» WORK REQUEST: Nothing outside the range below should be printed. Output exactly the lines from the line with "wait to merge**" to the line with "donny-dont: Shouldn't the", both included.

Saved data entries
PR #266, opened 2015-09-17
update for polymer 1.0-rc1 (DO NOT MERGE)

jakemac53:
**This version of polymer is not yet released, so please wait to merge**

Fixes https://github.com/dart-lang/polymer-dart/issues/552

### DIFF
--- a/templates/web-polymer/pubspec.yaml
+++ b/templates/web-polymer/pubspec.yaml
@@ -9,9 +9,9 @@ environment:
 
 dependencies:
   browser: ^0.10.0
-  polymer_elements: ^1.0.0-rc1
-  polymer: ^1.0.0-rc1
-  reflectable: 0.2.0
+  polymer_elements: ^1.0.0-rc.1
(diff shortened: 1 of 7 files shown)


devoncarew:
cc @kwalrath, @Sfshaza

templates/web-polymer/pubspec.yaml
```diff
@@ -8,10 +8,20 @@ environment:
   sdk: '>=1.0.0 <2.0.0'
```
donny-dont: Shouldn't the SDK dependency be bumped to `'>=1.9.0 < 2.0.0'` if you want to use the `^` in your dependencies?

Sfshaza: Good catch! Caret syntax was added in 1.8.3, so 1.9.0 seems reasonable.

devoncarew:
lgtm!

jakemac53:
thanks!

» EXERCISE OUTPUT:
**This version of polymer is not yet released, so please wait to merge**

Fixes https://github.com/dart-lang/polymer-dart/issues/552

### DIFF
--- a/templates/web-polymer/pubspec.yaml
+++ b/templates/web-polymer/pubspec.yaml
@@ -9,9 +9,9 @@ environment:
 
 dependencies:
   browser: ^0.10.0
-  polymer_elements: ^1.0.0-rc1
-  polymer: ^1.0.0-rc1
-  reflectable: 0.2.0
+  polymer_elements: ^1.0.0-rc.1
(diff shortened: 1 of 7 files shown)


devoncarew:
cc @kwalrath, @Sfshaza

templates/web-polymer/pubspec.yaml
```diff
@@ -8,10 +8,20 @@ environment:
   sdk: '>=1.0.0 <2.0.0'
```
donny-dont: Shouldn't the SDK dependency be bumped to `'>=1.9.0 < 2.0.0'` if you want to use the `^` in your dependencies?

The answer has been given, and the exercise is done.